February 21, 2022, a collaboration between researchers from the California Institute of Technology, Lin Research Group, and Merck & Co., Inc. led by Cornell, released a paper titled, “Electrochemically Driven Cross-Electrophile Coupling of Alkyl Halides.” This paper revealed their work regarding the usage of controlled electrochemistry(the science behind the chemical processes that cause electrons to move) to bond carbon with alkyl halides under co-authors Song Lin, the team lead, and Da-Gang Yu.
Halides are compounds with two parts. The first is a halogen atom, which is any one of the six elements in group 17 of the periodic table. The other is any element that is less electronegative than the halogen atom being used. Usually, the halides have to be activated by metals, however, their goal was to eliminate that need as the process created unwanted, highly-reactive byproducts. After experimenting and overcoming different challenges with bonding between carbon and the alkyl halides, the team then shifted focus to carbon-pyridine bonding.
Certain substances are very commonly found in pharmaceutical products, such as pyridines. Pyridine is a type of heterocycle, a compound whose molecules are arranged in a ring-like structure with at least one non-carbon molecule. They are commonly used in medicines to improve water solubility. C-H carboxylation utilizes the movement of electrons to carboxylate the molecule. Carboxylating pyridines could change the function of the molecule and allow it to bind to proteins, providing a greater variety of uses for it. It also provides a method of addressing and even harnessing the increasing CO2 levels in the atmosphere.
The team had two options with which they could approach their task: undivided and divided cell carboxylation. In chemistry, a cell is a group of resources or substances treated as a single entity (like organelles part of a biological cell) that transfers energy through electricity. Both of the methods require the anodes and cathodes to be present for the redox reactions, that are reactions in which electrons are either lost (oxidized) or earned (reduced). The anode is the electrode losing electrons, making it positive and the cathode is gaining electrons, making it negative. An anodic reaction is composed of an electron leaving the anode for the cathode, and a cathodic reaction follows the same line of reasoning. The two go hand-in-hand- where there is an anodic reaction there has to be a cathodic reaction. The difference between the divided versus undivided methods is that in an undivided cell the anode and cathode are in the same solution, however in divided cells they are separated by a porous barrier, through which only ions can travel. The team realized that simply by changing their electrochemical reactor, the cell, they were able to create two different products, both which can be utilized in the pharmaceutical world. By using an undivided cell, the process results in C4-carboxylation where the reactions involve carbon number four of the molecule(In organic molecules, the different carbon atoms in the molecule are differentiated by giving them numbers). However, the use of a divided cell resulted in C5-carboxylation which used carbon number five. This is because in each process, the team could attach their carbon to different parts of the pyridine, and if you recall from your biology class, a molecule’s structure determines its function or potential.

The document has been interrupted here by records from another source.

PR #2628, opened 2024-06-12
Fix carousel next button

RoyEJohnson:
[DISCO-328]

[DISCO-328]: https://openstax.atlassian.net/browse/DISCO-328?atlOrigin=eyJpIjoiNWRkNTljNzYxNjVmNDY3MDlhMDU5Y2ZhYzA5YTRkZjUiLCJwIjoiZ2l0aHViLWNvbS1KU1cifQ


jivey (changes requested):
Should we narrow the gap between cards on mobile? It's difficult to see that there's more swipeable content to see
image

I'm also wondering if we should leave the left/right controls visible at smaller screen sizes that don't have touch capability? If you narrow the viewport enough on desktop, you can't navigate because it's looking for a touch event.

RoyEJohnson:
I centered the image and left the left/right controls on at all screen sizes. I don't think the carousel wants to display partial frames to indicate there's more content.

jivey (changes requested):
I think the CSS changes might have messed up the desktop view:

image

RoyEJohnson:
Oops. Thanks for catching that. I think this update gets it right.

PR #2633, opened 2024-06-24
Increase code coverage 4

RoyEJohnson:
[DISCO-355]

[DISCO-355]: https://openstax.atlassian.net/browse/DISCO-355?atlOrigin=eyJpIjoiNWRkNTljNzYxNjVmNDY3MDlhMDU5Y2ZhYzA5YTRkZjUiLCJwIjoiZ2l0aHViLWNvbS1KU1cifQ

### DIFF
--- a/src/app/helpers/use-document-head.ts
+++ b/src/app/helpers/use-document-head.ts
@@ -19,19 +19,6 @@ function setCanonicalPath(newPath: string) {
     return el;
 }
 
-function noindexMeta() {
-    const el = document.createElement('meta');
-    const titleEl = document.querySelector('head title');
-
-    if (titleEl) {
-        el.setAttribute('name', 'robots');
-        el.setAttribute('content', 'noindex');
-        titleEl.parentNode?.insertBefore(el, titleEl.nextSibling);
-    }
-
-    return el;
-}
-
 export function useCanonicalLink(controlsHeader = true, path?: string) {
     const defaultPath = useLocation().pathname;
     const newPath = (path || defaultPath).replace(/\/$/, '');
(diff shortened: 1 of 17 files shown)


src/app/helpers/use-document-head.ts
```diff
@@ -117,6 +93,9 @@ export function setPageTitleAndDescriptionFromBookData(data: BookData = {}) {
         ? htmlToText(data.description)
         : '';
 
+    if (data.bookSubjects && data.bookCategories) {
+        console.info('*** BOOK SUBJECTS AND CATEGORIES FOUND!!!! ');
```
jivey, line 97: Not sure if debug...

test/src/helpers/use-document-head.test.tsx
```diff
@@ -0,0 +1,255 @@
...
+            </MemoryRouter>
+        );
+        expect(
+            document.head.querySelector('link')?.getAttribute('href')
+        ).toContain(canonicalPath);
+    });
+    it('handles fails gracefully if there is no title', () => {
+        const titleEl = document.head.querySelector('title');
+
+        document.head.removeChild(titleEl as Node);
```
jivey, line 241: I see the comment above... maybe a guard here though so it doesn't error if the test or describe block is focused?

test/src/components/shell/use-link-handler.test.tsx
```diff
@@ -0,0 +1,225 @@
...
+        jest.spyOn(linkHelper, 'validUrlClick').mockReturnValue(false);
+
+        render(
+            <MemoryRouter initialEntries={['/']}>
+                <Component />
+            </MemoryRouter>
+        );
+        await user.click(screen.getByRole('link'));
+        expect(notPrevented).toBeCalledWith(true);
+        jest.resetAllMocks();
```
jivey, line 51: `afterEach` on the parent describe block could work for all the reset calls, I think

jivey (approved):
Left some fairly minor suggestions otherwise looks good

src/app/helpers/use-document-head.ts
RoyEJohnson: Whoops.

PR #2638, opened 2024-07-01
Content warning modal

RoyEJohnson:
[DISCO-343]

[DISCO-343]: https://openstax.atlassian.net/browse/DISCO-343?atlOrigin=eyJpIjoiNWRkNTljNzYxNjVmNDY3MDlhMDU5Y2ZhYzA5YTRkZjUiLCJwIjoiZ2l0aHViLWNvbS1KU1cifQ

### DIFF
--- a/src/app/pages/details/common/get-this-title-files/give-before-pdf/content-warning.tsx
+++ b/src/app/pages/details/common/get-this-title-files/give-before-pdf/content-warning.tsx
@@ -1,12 +1,13 @@
 import React from 'react';
 
 export default function ContentWarning({
-    link, track, close, onDownload
+    link, track, close, onDownload, warning
 }: {
     link: string;
     track: string | undefined;
     close: () => void;
     onDownload: (event: React.MouseEvent) => void;
+    warning: string;
 }) {
     const closeAfterDelay = React.useCallback(
         (event: React.MouseEvent) => {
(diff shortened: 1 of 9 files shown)


src/app/pages/details/common/get-this-title-files/give-before-pdf/content-warning.tsx
```diff
@@ -0,0 +1,37 @@
...
+            <div className="text-content">
+                {warning}
+            </div>
+            <a
+                href={link}
+                {...(track ? {'data-track': track} : {})}
+                onClick={closeAfterDelay}
+                className="btn go-to"
+            >
+                Go to your file
```
jivey, line 33: Could we make this work like the give modal does, so it would say "Go to your book" if that was the resource clicked? If not, maybe "Continue"?

jivey (changes requested):
Looking good, small concern about resource wording.

src/app/pages/details/common/get-this-title-files/give-before-pdf/content-warning.tsx
RoyEJohnson: I made it use "book" for "View online" but left it "file" for PDF. Should it be "book" for PDF, too?

jivey: To me it makes sense to match the give modal so I think file is fine?

jivey (approved):

PR #2645, opened 2024-07-24
remove old homepage

TomWoodward:
[DISCO-435]
the way the router works, if the old homepage (which was defined in the ui as `home`) is removed, it'll then search for a page with the slug `home`, and render it normally.

so to publish the new homepage all we have to do is make sure its slug is `home` and delete the previous code

[DISCO-435]: https://openstax.atlassian.net/browse/DISCO-435?atlOrigin=eyJpIjoiNWRkNTljNzYxNjVmNDY3MDlhMDU5Y2ZhYzA5YTRkZjUiLCJwIjoiZ2l0aHViLWNvbS1KU1cifQ


TomWoodward:
do not merge until qa is done for previous deployment (we need to deploy the flex page editor and create the new page before we deploy this to use it as the homepage)

mwvolo:
@TomWoodward can this be deployed to dev for testing social metadata stuff (I'd feel more confident removing the slug for `openstax-homepage` in the CMS code if so)? Or do we want to wait on that?

TomWoodward:
i think brittany wanted to qa on dev what will be in the first release, so we probably want to wait on that

mwvolo (approved):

The paper’s co-author Song Lin expressed high hopes as he said, “This is the first time we discovered that by just simply changing the cell, what we call the electrochemical reactor, you completely change the product… [this] will allow us to continue to apply the same strategy to other molecules, not just pyridines, and maybe make other molecules in this selective but controlled fashion.” This has the potential to revolutionize pharmaceutical chemistry, with researchers possibly being able to create the molecules they need with a greater variety presented by different processes.
The process wasn’t seamless, however. The first big problem the team faced was that pyridine and carbon dioxide are not natural partners. Carbon dioxide is an inert gas, meaning it is usually non-reactive as due to the molecule’s structure, the positive charge of the carbon is being canceled out by the oxygen atoms while pyridine is a reactive molecule. The team utilized organic synthesis for this process, where “building blocks” are used to compose molecules from scratch. Another complication was that electrodes - the anodes and cathodes - can degrade over time, essentially putting a time crunch on the research and limiting the amount of product that could be made. This is a problem they had run into with their alkyl halides, which they solved by turning to Kimberly See, the paper’s co-author for the halides, at the California Institute of Technology. Her team recommended an additive that could stave off the degradation, enabling higher production rates which could turn out to be useful in pharmaceutical production.
The team now aims to continue their experimentation with the carboxylation of different molecules to potentially revolutionize the production of certain pharmaceutical compounds and even combat growing CO2 levels through their use of carbon. Their work has already provided numerous breakthroughs in the pharmaceutical world, whether it be eliminating the need for certain processes or amplifying the usefulness and efficiency of other substances. The Cornell-organized collaboration between the California Institute of Technology, Lin Research Group, and Merck & Co., Inc. will hopefully continue to produce results that may change the system dramatically.